- [Work to complete]: Below are some records; output exactly the lines from the line with "the missed instance." to the line with "## What changed", both ends kept, and nothing more.

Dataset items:
========

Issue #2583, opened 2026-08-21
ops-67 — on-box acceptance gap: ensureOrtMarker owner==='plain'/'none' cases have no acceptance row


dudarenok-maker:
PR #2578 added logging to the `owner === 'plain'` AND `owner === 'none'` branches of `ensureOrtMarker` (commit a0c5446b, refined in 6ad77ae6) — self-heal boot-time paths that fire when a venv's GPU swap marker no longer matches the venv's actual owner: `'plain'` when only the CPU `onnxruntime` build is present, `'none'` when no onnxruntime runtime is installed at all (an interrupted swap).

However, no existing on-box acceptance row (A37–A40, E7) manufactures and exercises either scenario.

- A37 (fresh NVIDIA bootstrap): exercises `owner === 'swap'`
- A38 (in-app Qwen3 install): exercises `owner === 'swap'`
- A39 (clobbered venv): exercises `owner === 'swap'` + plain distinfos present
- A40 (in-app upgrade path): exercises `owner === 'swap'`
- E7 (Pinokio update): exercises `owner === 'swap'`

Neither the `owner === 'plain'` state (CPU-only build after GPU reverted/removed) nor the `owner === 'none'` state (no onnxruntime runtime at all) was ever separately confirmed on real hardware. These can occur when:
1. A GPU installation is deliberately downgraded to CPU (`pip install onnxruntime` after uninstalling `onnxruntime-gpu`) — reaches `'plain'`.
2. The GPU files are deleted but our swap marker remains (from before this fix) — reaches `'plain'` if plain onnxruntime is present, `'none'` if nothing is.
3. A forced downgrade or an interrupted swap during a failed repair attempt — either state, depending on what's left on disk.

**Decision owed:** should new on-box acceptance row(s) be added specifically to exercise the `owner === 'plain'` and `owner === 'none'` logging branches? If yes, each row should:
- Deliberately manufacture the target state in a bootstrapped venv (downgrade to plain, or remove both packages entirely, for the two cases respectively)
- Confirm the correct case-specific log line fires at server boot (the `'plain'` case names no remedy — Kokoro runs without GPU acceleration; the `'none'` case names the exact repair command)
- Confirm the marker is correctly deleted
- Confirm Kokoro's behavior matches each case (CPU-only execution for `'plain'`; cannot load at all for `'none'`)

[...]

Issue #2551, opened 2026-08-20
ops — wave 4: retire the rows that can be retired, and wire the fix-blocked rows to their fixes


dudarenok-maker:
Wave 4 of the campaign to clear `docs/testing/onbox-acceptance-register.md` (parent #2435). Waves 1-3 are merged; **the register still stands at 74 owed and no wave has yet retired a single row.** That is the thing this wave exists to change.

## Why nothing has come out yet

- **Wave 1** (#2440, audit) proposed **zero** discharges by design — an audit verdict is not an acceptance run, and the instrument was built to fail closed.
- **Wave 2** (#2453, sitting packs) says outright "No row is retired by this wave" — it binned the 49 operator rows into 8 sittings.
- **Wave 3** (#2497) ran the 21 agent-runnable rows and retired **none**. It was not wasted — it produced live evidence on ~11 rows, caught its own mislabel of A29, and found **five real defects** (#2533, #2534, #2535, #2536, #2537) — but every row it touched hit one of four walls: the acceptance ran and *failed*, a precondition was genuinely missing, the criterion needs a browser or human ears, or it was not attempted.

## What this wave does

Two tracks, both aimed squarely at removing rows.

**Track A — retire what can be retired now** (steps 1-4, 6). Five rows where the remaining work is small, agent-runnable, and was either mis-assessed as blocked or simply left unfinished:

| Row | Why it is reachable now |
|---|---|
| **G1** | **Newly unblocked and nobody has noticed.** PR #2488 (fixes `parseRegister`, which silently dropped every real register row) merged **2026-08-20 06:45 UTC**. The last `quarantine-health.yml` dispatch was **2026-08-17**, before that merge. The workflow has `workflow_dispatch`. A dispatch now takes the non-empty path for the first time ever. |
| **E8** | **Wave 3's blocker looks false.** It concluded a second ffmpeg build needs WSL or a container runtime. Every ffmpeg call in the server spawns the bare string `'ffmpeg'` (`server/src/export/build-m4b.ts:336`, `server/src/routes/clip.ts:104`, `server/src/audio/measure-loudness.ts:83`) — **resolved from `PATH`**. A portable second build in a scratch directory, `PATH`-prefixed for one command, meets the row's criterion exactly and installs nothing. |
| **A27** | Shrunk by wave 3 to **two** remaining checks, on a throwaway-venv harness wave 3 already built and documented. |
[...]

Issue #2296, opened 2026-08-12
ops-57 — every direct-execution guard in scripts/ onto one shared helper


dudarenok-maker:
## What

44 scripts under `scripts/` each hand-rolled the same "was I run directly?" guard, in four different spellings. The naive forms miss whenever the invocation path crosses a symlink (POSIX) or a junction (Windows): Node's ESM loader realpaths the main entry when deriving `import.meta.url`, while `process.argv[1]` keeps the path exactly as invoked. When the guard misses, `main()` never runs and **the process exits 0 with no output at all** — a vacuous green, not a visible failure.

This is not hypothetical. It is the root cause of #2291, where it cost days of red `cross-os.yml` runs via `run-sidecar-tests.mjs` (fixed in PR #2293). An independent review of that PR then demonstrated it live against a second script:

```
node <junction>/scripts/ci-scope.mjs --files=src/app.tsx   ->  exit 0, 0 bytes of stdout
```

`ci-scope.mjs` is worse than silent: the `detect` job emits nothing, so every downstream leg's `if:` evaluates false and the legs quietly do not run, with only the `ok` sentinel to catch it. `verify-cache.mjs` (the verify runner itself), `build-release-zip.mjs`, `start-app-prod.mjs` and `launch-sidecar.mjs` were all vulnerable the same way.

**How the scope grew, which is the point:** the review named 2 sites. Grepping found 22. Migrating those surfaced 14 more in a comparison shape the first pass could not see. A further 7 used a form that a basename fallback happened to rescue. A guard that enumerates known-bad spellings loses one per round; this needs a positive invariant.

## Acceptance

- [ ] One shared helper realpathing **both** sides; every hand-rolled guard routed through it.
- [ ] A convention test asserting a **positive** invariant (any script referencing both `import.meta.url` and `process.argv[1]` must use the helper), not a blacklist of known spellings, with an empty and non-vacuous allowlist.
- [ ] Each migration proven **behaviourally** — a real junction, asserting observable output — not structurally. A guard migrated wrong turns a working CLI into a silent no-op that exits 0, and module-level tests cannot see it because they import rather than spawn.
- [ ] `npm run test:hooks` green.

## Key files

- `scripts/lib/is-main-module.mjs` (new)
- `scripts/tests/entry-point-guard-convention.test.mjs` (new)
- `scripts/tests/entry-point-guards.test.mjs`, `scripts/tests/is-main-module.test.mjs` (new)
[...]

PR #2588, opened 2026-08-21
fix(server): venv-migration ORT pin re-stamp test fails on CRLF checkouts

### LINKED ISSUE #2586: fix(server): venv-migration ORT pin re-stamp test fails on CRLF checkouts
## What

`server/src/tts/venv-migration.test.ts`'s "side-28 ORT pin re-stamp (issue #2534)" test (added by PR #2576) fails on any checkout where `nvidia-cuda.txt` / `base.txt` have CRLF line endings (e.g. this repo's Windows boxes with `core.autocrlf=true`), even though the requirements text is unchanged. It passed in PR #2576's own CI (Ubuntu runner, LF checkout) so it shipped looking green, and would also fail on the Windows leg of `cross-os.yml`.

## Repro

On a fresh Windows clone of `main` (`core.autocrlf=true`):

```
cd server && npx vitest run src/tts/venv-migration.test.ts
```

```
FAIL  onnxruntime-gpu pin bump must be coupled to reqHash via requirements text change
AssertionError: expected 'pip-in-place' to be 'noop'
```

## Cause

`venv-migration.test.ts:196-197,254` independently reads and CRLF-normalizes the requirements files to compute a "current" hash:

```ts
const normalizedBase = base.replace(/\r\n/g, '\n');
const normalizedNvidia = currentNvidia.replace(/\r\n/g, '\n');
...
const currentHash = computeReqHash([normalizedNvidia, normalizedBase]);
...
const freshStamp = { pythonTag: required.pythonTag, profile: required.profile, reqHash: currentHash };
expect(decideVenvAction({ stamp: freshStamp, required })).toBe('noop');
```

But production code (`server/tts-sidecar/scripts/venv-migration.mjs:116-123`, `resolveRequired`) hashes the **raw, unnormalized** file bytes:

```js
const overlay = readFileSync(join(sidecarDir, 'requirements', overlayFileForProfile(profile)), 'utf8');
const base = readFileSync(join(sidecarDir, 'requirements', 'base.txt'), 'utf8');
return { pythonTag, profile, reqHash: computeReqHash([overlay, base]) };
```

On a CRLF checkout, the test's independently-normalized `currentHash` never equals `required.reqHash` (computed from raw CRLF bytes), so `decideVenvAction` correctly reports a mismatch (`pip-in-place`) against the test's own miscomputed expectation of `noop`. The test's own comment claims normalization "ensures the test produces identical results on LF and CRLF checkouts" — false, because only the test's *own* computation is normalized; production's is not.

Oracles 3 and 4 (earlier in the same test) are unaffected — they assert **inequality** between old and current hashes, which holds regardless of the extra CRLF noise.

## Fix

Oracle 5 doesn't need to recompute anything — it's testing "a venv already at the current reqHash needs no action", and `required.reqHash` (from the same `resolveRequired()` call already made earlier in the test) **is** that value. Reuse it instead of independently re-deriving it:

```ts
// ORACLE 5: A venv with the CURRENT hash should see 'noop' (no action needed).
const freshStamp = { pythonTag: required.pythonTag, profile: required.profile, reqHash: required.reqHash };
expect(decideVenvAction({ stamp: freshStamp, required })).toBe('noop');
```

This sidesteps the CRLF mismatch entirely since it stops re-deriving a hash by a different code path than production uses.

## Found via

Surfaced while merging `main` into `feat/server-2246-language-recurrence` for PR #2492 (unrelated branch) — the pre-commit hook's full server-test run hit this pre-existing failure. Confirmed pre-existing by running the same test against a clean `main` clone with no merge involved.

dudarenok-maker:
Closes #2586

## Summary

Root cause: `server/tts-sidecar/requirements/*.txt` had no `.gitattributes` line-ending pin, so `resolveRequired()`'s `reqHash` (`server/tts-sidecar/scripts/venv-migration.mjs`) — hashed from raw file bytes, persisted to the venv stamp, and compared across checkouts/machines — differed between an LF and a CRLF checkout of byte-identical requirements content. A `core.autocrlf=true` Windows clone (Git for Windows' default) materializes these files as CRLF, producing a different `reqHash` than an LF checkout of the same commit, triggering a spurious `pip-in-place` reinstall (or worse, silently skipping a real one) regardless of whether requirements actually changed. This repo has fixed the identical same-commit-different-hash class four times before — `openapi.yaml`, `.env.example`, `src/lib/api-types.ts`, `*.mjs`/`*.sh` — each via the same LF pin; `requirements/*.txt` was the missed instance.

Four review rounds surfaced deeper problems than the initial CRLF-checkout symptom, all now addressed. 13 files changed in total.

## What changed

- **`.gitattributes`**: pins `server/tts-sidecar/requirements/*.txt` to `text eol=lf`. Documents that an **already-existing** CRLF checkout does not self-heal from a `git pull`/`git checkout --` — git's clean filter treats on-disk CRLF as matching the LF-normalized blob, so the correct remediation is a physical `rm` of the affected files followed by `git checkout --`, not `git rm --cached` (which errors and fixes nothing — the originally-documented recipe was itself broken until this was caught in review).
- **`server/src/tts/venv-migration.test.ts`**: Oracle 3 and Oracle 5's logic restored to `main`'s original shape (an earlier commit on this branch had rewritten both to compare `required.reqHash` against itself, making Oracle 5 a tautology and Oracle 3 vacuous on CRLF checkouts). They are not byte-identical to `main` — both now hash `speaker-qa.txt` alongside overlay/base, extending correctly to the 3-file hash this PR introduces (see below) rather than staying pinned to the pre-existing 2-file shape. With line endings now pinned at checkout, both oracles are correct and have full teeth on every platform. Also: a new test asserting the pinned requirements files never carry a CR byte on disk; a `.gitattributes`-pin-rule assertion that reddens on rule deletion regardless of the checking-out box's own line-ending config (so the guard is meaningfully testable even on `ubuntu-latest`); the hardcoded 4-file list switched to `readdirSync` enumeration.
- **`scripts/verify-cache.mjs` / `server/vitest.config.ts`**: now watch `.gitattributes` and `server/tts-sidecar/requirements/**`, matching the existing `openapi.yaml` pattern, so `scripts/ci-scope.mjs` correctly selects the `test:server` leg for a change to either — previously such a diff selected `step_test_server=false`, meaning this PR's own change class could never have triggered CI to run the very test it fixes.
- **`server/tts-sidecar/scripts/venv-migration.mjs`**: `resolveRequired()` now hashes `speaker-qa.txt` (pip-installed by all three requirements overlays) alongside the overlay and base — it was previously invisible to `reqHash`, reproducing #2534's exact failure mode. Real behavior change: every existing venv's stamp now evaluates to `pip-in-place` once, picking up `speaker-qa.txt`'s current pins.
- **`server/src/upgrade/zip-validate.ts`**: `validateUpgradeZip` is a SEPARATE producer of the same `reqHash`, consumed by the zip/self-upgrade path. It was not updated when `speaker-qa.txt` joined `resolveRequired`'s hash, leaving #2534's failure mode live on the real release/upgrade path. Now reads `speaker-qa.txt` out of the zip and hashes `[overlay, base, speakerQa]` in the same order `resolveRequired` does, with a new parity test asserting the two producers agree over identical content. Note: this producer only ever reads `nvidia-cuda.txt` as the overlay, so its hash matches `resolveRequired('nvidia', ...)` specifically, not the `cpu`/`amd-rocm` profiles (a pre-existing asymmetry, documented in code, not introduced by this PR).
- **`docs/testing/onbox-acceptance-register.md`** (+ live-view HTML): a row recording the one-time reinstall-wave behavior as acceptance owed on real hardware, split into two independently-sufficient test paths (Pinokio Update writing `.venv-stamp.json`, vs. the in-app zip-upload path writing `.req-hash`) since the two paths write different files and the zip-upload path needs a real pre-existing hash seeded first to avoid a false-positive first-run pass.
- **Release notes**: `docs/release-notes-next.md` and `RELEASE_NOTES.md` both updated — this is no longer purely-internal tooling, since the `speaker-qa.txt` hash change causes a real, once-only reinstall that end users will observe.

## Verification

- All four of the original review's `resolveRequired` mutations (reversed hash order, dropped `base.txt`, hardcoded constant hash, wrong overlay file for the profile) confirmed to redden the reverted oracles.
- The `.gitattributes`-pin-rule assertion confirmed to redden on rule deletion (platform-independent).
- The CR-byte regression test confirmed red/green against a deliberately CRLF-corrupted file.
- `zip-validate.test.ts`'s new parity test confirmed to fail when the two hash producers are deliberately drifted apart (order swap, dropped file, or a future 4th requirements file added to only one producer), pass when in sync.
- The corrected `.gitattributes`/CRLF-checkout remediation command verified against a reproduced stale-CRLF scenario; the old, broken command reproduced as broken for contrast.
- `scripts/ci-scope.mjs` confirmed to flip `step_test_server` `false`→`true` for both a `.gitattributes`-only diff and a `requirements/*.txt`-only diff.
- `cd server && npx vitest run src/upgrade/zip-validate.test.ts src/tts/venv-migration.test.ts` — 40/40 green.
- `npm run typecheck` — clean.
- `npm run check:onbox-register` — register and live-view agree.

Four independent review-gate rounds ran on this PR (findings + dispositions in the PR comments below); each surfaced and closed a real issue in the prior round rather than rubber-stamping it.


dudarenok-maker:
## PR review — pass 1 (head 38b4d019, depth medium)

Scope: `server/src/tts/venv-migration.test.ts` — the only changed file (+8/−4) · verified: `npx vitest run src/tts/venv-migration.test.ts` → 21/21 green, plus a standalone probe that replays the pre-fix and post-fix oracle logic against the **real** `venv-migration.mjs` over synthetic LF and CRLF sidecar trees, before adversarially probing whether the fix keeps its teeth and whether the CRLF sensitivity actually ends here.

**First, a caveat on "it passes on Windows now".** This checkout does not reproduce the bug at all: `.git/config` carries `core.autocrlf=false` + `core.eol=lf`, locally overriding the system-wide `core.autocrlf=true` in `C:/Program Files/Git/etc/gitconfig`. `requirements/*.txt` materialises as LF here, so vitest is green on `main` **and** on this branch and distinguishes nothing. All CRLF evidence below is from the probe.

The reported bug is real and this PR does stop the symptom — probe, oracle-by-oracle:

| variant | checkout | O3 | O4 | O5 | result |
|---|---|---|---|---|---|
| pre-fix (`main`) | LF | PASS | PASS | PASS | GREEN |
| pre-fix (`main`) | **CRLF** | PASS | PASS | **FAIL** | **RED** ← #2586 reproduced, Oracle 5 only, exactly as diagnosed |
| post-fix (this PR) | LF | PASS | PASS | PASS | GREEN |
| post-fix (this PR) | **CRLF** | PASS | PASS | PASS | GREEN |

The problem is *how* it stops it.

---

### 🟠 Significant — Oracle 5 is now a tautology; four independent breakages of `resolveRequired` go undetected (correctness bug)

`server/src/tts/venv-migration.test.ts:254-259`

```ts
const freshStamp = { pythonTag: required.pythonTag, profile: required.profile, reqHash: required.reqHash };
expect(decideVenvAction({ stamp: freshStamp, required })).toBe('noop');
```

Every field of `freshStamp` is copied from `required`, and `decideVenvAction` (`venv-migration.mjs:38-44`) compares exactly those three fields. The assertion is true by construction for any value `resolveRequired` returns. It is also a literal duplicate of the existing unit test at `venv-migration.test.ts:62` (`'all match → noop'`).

========

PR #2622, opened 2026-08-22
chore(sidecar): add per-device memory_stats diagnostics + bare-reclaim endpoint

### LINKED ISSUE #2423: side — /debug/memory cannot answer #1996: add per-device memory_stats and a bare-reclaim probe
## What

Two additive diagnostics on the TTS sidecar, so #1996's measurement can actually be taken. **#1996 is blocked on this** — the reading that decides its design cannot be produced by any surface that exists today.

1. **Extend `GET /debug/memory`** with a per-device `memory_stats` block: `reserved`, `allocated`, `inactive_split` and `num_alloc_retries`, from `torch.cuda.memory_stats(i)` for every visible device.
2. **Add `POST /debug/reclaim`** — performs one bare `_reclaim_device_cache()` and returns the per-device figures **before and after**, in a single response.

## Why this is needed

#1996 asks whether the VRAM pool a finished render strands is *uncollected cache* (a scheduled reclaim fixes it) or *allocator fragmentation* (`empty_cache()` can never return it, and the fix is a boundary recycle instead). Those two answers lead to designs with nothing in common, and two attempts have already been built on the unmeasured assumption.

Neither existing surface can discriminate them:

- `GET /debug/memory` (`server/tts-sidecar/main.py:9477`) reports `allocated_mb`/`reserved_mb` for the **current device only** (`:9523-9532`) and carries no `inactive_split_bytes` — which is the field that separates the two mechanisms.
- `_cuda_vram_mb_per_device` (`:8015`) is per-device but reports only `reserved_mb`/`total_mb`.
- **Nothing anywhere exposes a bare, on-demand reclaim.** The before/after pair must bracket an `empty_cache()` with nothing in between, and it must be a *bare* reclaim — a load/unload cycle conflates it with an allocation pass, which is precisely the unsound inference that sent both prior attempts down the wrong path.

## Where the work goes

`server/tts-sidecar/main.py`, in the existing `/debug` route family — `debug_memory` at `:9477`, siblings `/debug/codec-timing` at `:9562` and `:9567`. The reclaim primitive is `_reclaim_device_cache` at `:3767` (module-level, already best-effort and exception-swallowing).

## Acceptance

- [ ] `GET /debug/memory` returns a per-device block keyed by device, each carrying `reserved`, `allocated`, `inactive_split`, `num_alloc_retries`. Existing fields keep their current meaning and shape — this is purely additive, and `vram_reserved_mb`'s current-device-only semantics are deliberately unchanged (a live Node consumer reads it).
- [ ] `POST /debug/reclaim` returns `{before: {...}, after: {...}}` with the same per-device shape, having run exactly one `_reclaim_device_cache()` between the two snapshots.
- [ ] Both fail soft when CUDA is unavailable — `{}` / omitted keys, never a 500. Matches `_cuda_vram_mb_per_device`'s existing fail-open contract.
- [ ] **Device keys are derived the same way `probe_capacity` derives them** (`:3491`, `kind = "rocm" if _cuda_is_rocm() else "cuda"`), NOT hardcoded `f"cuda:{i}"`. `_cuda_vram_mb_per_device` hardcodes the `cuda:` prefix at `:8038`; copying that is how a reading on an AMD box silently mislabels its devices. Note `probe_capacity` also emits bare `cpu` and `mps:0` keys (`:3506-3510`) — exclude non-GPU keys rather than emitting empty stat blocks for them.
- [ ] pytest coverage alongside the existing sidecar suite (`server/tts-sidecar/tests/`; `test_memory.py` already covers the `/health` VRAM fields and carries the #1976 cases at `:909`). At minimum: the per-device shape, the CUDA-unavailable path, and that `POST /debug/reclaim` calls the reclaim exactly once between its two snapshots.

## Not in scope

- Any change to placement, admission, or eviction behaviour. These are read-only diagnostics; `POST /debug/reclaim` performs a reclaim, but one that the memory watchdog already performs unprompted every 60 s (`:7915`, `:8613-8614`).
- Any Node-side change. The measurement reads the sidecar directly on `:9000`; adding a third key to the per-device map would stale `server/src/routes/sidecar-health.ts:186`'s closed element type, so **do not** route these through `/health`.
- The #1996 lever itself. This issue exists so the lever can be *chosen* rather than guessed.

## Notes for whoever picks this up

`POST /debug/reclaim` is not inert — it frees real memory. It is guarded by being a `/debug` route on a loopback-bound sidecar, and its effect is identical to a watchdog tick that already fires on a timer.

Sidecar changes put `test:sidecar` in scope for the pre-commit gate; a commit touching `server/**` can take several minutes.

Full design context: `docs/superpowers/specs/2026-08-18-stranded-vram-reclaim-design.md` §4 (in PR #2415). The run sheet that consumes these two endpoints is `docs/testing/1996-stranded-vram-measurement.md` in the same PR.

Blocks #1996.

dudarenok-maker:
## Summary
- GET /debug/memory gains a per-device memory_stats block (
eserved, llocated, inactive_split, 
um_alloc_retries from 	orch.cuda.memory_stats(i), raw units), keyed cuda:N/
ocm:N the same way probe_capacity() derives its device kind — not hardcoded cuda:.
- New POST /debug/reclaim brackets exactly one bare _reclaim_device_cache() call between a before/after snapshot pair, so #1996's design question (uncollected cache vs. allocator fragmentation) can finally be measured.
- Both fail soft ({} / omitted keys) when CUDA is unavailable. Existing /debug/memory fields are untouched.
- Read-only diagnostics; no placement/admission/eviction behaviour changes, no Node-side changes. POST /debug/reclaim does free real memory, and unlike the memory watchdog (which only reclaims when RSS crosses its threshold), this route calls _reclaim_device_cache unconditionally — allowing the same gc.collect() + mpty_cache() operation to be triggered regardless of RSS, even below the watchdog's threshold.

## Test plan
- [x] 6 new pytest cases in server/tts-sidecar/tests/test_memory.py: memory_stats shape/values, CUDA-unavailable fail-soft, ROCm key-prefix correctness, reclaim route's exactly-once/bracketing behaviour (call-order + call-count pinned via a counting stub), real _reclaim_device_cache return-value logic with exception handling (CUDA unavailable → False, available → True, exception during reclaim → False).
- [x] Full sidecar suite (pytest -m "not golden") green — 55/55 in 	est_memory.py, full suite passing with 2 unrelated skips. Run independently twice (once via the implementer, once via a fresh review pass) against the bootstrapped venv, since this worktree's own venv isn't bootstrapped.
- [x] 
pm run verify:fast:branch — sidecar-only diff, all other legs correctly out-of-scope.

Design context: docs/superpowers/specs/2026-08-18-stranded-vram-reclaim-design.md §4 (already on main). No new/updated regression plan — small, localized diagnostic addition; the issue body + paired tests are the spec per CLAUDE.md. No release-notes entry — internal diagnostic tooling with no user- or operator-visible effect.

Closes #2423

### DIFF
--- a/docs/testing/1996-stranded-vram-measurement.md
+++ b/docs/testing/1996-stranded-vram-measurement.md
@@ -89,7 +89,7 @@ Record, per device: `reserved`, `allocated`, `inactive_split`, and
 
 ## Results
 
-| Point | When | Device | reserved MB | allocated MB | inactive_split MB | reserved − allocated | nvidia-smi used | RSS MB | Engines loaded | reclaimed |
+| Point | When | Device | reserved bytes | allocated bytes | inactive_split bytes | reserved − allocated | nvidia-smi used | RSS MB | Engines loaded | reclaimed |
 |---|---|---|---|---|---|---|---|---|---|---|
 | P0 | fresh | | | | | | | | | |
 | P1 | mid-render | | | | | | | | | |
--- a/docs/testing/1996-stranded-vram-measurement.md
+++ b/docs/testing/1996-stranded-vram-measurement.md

========

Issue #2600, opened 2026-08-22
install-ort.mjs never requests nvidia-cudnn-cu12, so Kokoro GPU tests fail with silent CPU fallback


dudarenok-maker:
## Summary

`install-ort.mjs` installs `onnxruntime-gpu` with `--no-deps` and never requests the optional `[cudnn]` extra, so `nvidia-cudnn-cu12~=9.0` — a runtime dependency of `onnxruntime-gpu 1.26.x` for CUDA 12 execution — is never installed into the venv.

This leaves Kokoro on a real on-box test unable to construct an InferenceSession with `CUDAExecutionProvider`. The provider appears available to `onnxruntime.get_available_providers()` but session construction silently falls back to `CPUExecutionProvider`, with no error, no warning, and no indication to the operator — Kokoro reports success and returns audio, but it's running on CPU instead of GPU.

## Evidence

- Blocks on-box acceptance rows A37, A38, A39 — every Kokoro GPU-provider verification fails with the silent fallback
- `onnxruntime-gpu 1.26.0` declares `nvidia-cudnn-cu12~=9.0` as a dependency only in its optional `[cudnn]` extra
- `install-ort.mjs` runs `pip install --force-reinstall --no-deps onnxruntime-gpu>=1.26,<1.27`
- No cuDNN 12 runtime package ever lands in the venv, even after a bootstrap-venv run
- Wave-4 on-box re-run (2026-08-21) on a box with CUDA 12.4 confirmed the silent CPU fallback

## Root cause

========

- [Worked solution]:
Root cause: `server/tts-sidecar/requirements/*.txt` had no `.gitattributes` line-ending pin, so `resolveRequired()`'s `reqHash` (`server/tts-sidecar/scripts/venv-migration.mjs`) — hashed from raw file bytes, persisted to the venv stamp, and compared across checkouts/machines — differed between an LF and a CRLF checkout of byte-identical requirements content. A `core.autocrlf=true` Windows clone (Git for Windows' default) materializes these files as CRLF, producing a different `reqHash` than an LF checkout of the same commit, triggering a spurious `pip-in-place` reinstall (or worse, silently skipping a real one) regardless of whether requirements actually changed. This repo has fixed the identical same-commit-different-hash class four times before — `openapi.yaml`, `.env.example`, `src/lib/api-types.ts`, `*.mjs`/`*.sh` — each via the same LF pin; `requirements/*.txt` was the missed instance.

Four review rounds surfaced deeper problems than the initial CRLF-checkout symptom, all now addressed. 13 files changed in total.

## What changed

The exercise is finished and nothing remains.